Uno studio condotto recentemente riporta che, anche se il riscaldamento globale si fermasse completamente oggi, la fusione dei ghiacciai alpini continuerebbe fino a far perdere il 34% del loro volume. Nel giro di 25 anni. Con un arretramento del fronte dei ghiacci dell’ordine di grandezza di chilometri, anche dei fronti glaciali più estesi: una perdita complessiva di superficie del 32% rispetto a oggi. Se, invece, continuiamo sulla traiettoria di global warming su cui ci troviamo oggi – che ci porterà verso +2,1-2,9°C entro fine secolo, ne scrissi qui – entro il 2050 le masse glaciali sulle Alpi si dimezzeranno.
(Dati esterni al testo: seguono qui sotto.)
PR #9638, opened 2022-04-29
[server][github] list repos with admin permissions only

AlexTugarev:
Avoid timeout on fetching *all* of user's repos, instead limit to those with *admin* permissions only.

```release-notes
NONE
```

### DIFF
--- a/components/server/ee/src/prebuilds/github-service.ts
+++ b/components/server/ee/src/prebuilds/github-service.ts
@@ -29,21 +29,19 @@ export class GitHubService extends RepositoryService {
         const octokit = await this.githubApi.create(user);
         const repositories = await octokit.paginate(
             octokit.repos.listForAuthenticatedUser,
-            { per_page: 100 },
+            { per_page: 100, type: "owner" },
             (response) =>
-                response.data
-                    .filter((r) => !!r.permissions?.admin)
-                    .map((r) => {
-                        return <ProviderRepository>{
-                            name: r.name,
-                            cloneUrl: r.clone_url,
-                            account: r.owner.login,
-                            accountAvatarUrl: r.owner.gravatar_id
-                                ? `https://www.gravatar.com/avatar/${r.owner.gravatar_id}?size=128`
-                                : r.owner.avatar_url,
-                            updatedAt: r.updated_at,
-                        };
-                    }),
+                response.data.map((r) => {
+                    return <ProviderRepository>{
+                        name: r.name,
+                        cloneUrl: r.clone_url,
+                        account: r.owner.login,
+                        accountAvatarUrl: r.owner.gravatar_id
+                            ? `https://www.gravatar.com/avatar/${r.owner.gravatar_id}?size=128`
+                            : r.owner.avatar_url,
+                        updatedAt: r.updated_at,
+                    };
+                }),
         );
         return repositories;
     }


easyCZ:
Do you know if our providers do offer a search API? If they did, we could consider only searching for the first 100 (based on the input string) and rely on the search query getting more specific to actually find what you're looking for.

components/server/ee/src/prebuilds/github-service.ts
```diff
@@ -29,21 +29,19 @@ export class GitHubService extends RepositoryService {
         const octokit = await this.githubApi.create(user);
         const repositories = await octokit.paginate(
             octokit.repos.listForAuthenticatedUser,
-            { per_page: 100 },
+            { per_page: 100, admin: true },
```
jankeromnes, line 32: Looks useful! However, I've never seen this parameter documented anywhere:

- Not in Octokit: https://octokit.github.io/rest.js/v18#repos-list-for-authenticated-user
- Not in GitHub API: https://docs.github.com/en/rest/repos/repos#list-repositories-for-the-authenticated-user

Intrigued to see whether it works. 👀

jankeromnes:
> Do you know if our providers do offer a search API? If they did, we could consider only searching for the first 100 (based on the input string) and rely on the search query getting more specific to actually find what you're looking for.

That's a good idea, which would allow us to not have to fetch all repositories (problematic for people who are admin of 3K+ repositories).

But another solution which might be simpler could be to simply allow users to paste a repository URL while creating a project (instead of painstakingly fetching all possible repos, then letting users browse through a slightly awkward UI to hunt for the one thing they want -- we don't need to build a new search feature, there are already good ones out there e.g. GitHub, Google Search...).

components/server/ee/src/prebuilds/github-service.ts
AlexTugarev: 🤦🏻‍♂️  good point! my bad, the param's name is different. `type=owner` it is. 

The very request can be scoped ...

Screen Shot 2022-04-29 at 10 16 00

And the docs on the `type` param ... 

Screen Shot 2022-04-29 at 10 39 55

The `owner` type translates to `admin: true` on GitHub. 

Feel free to verify yourself.

AlexTugarev:
>  Do you know if our providers do offer a search API? If they did, we could consider only searching for the first 100 (based on the input string) and rely on the search query getting more specific to actually find what you're looking for.

@easyCZ, yes there is a search API for repositories: https://docs.github.com/en/rest/search#search-repositories

You can verify yourself, that this does not provide search criteria to filter for permission type.

For the problem at hand we want to find *all* repos which the current user has admin permissions for. Because interaction with 3rd party APIs is slow in general, we aim for two goals:
1. push the filtering part to the remote service, instead of getting *ALL* and filtering in our service
2. making use of pagination to fetch the data async, and ideally do the paginated requests on our API as well as to the remote service (which we need to do properly and broadly available in the public API 🙏🏻 )

This PR is about 1.

components/server/ee/src/prebuilds/github-service.ts
jankeromnes: Thanks @AlexTugarev!

> The `owner` type translates to `admin: true` on GitHub.

Well, I initially did not use this, because I wasn't able to find the information that `owner` type (here) === `admin: true` for every repository.

Where can I find more documentation on the `type` parameter here?

jankeromnes:
Thanks for the update @AlexTugarev!

Before your latest change, I got many repositories, including ones where I'm not an admin:

<table><tr><td>
Screenshot 2022-04-29 at 09 01 23
</td><td>
Screenshot 2022-04-29 at 09 01 39
</td><td>
Screenshot 2022-04-29 at 09 02 02
</td><td>
Screenshot 2022-04-29 at 09 02 43
</td></tr></table>

However, now, with `type = owner`, I seem to only get repositories where I'm indeed the owner (i.e. my personal repos), but I no longer see any repositories from other orgs where I'm admin:

Screenshot 2022-04-29 at 11 16 53

Does the "New Project" view work as expected for you? 🤔

AlexTugarev:
> However, now, with type = owner, I seem to only get repositories where I'm indeed the owner (i.e. my personal repos), but I no longer see any repositories from other orgs where I'm admin:

You are right. Thanks for checking! 🙏🏻 

This was a long shot, thus closing it. 🛑 

I think the way to proceed would be to write a graphql query which would iterate over all orgs. This way we could likely catch most cases in a single request. Quickly tested this in the graphql explorer on github.com:
```
{
  viewer {
    organizations(first: 100) {
      nodes {
        repositories(first: 100, affiliations: OWNER) {
          totalCount
          
          nodes {
            nameWithOwner
            viewerPermission
          }
        }
        viewerCanAdminister
      }
    }
  }
}
```

PR #479, opened 2026-05-12
feat(#128): persistent model-state checkpointing for preemptible runs

### LINKED ISSUE #128: Model state checkpointing (serialization)
We now have a lot of compute time available that is 'preemtable' e.g. might be killed with little notice. Therefore, it would be nice to make it easy to save model states to disk occasionally, and start a simulation from a specified checkpoint file, something like:

```checkpoint_path = get_checkpoint_path(task_name)
if file_exists(checkpoint_path):
    state = restore_state(checkpoint_path)
else:
    state = start_from_scratch()
```

I think we have everything in place to do this, so really we just need a wrapper to make it neat.

duncanwp:
## Summary

Adds save/load primitives so a long chunked integration that gets killed (spot preemption, OOM, manual abort) can be re-launched with the same config and pick up where it left off, instead of restarting.

`Model._final_modal_state` and `_final_physics_state` together carry everything `Model.resume()` needs to keep stepping; this PR just persists them between chunks.

- **`jcm/checkpoint.py`** — `save_checkpoint(model, path, *, elapsed_days)` flattens the two state pytrees to lists of arrays (flax's msgpack codec doesn't natively serialize the `tree_math` structs that `dinosaur` uses for the modal state), msgpacks them alongside the elapsed sim-day count, and writes via tmpfile + atomic rename so a kill mid-write leaves the previous checkpoint intact. `load_checkpoint(model, path) → elapsed_days` deserializes against the destination model's bootstrapped templates and overwrites the live states.
- **`Model.bootstrap_state(initial_state=None)`** lifts the prep block out of `Model.run` into a public method so checkpoint restore (and any other caller wanting the seed pytrees without integrating) doesn't have to spin up a zero-length integration to materialize templates. It also eagerly builds the physics carry now, equivalent in behavior because `resume` skips its lazy branch when the carry is already populated.
- **`run_chunked` wiring** via `cfg.run.checkpoint_path`. When the file exists at startup, the runner bootstraps state, loads the checkpoint, and resumes at the recorded chunk boundary. The loop is now elapsed-day driven rather than `i`-indexed so resume just falls into place. Throughput reporting now uses the post-resume window so the displayed sim-days/hr reflects work actually done on this host. After every chunk (restored or fresh) the runner saves a new checkpoint.

## Usage

```bash
python -m jcm.main \
  physics=echam-rrtmgp grid=echam_t63_l47_hybrid \
  run=longrun run.checkpoint_path=/scratch/job123.ckpt
```

If the run is killed at sim-day 270, a re-launch with the same command picks up at day 270 and runs the remaining chunk(s).

## Test plan
- [x] `pytest jcm/checkpoint_test.py -v` → 4 passed (round-trip fidelity, error paths, resumption equivalence: continuous 4-day Held-Suarez run matches `(2 d, ckpt, fresh model, load, 2 d)` split to < 1e-5)
- [x] `pytest jcm/runners_test.py::TestModeDispatch -v` → 3 passed, including a new test that drives `run_chunked` once with `total_time=1`, then re-invokes with `total_time=2` and the existing checkpoint — the second invocation runs only the remaining chunk
- [x] `pytest jcm/model_test.py jcm/runners_test.py -m "not slow"` → 36 passed, 1 skipped (regression check on the `bootstrap_state` refactor)
- [ ] CI green on the standard fast + coverage gates

Closes #128.

### DIFF
--- a/README.md
+++ b/README.md
@@ -102,6 +102,12 @@ python -m jcm.main physics=echam +physics.terms.tiedtke_convection.params.entrpe
 # Long ECHAM + RRTMGP run with chunked health checks
 python -m jcm.main physics=echam-rrtmgp grid=echam_t63_l47_hybrid run=longrun
 
+# Same, but resumable across preemptions: model state is saved to
+# ``run.checkpoint_path`` after each chunk; if the file already exists at
+# launch, the run picks up at the recorded sim-day.
+python -m jcm.main physics=echam-rrtmgp grid=echam_t63_l47_hybrid run=longrun \
+    run.checkpoint_path=/scratch/$JOB_ID.ckpt
+
 # Single-column physics evolution from a saved JCM run
 python -m jcm.main run.mode=scm run.state_file=path/to/state.nc \
     run.column.lat_deg=0 run.column.lon_deg=180
--- a/docs/source/api.rst
+++ b/docs/source/api.rst
@@ -11,3 +11,4 @@ API
    jcm.physics_interface.PhysicsState
    jcm.physics_interface.PhysicsTendency
    jcm.physics_interface.Physics
+   jcm.checkpoint
--- a/docs/source/getting_started.rst
+++ b/docs/source/getting_started.rst
@@ -261,6 +261,45 @@ actually needs from disk, so this stays memory-efficient even for very
 long forcing records.
 
 
+Checkpointing for preemptible runs
+----------------------------------
+
+Multi-day integrations on preemptible compute (spot instances, Slurm
+``--requeue`` queues, NRP Nautilus) can be killed at short notice. Set
+``run.checkpoint_path`` to make a chunked run resumable: after each
+chunk the runner persists the modal + physics state and the elapsed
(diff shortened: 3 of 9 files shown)


duncanwp:
Thanks @codex — real P1, fixed in 6ad2fc9.

The resume-from-checkpoint branch in `run_chunked` was calling `inject_jw_profile` / `inject_balanced_isothermal_profile` (which only populate `_final_modal_state`) and then `load_checkpoint` (which guards on both states being non-None as deserialization templates). For `init.kind` of `jw` or `balanced_isothermal`, that raised before doing any actual loading.

Fix: after the inject branch, build the physics carry from `_build_initial_physics_carry` if it's still `None`, so the load has a template to deserialize against. The original regression test used the default `init=isothermal` which routed through `bootstrap_state` (which does eagerly populate both pytrees) so it missed this. Added `test_chunked_resume_with_balanced_isothermal_init` which exercises the inject path end-to-end and would have caught the bug.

Fino a perdere 2/3 del volume se il tasso di riscaldamento aumenta in linea con quello registrato nell’ultimo decennio.
In poche parole l’analisi e il monitoraggio dello stato di avanzamento della fusione dei ghiacciai è un altro canarino del minatore, concetto di cui ho trattato tempo fa.
Le montagne sono colpite in maniera particolarmente sensibile dal cambiamento climatico, ed è questo che le rende strumenti di monitoraggio, modellazione e previsione importanti. Paradossalmente subiscono inoltre una retroazione che ne compromette ulteriormente la tenuta in termini di ghiaccio: la fusione abbassa le quote, a quote inferiori fa mediamente più caldo, e ciò rinforza l’effetto del riscaldamento globale. Questo feedback positivo è ciò che ad esempio sta accelerando fortemente la fusione della calotta della Groenlandia.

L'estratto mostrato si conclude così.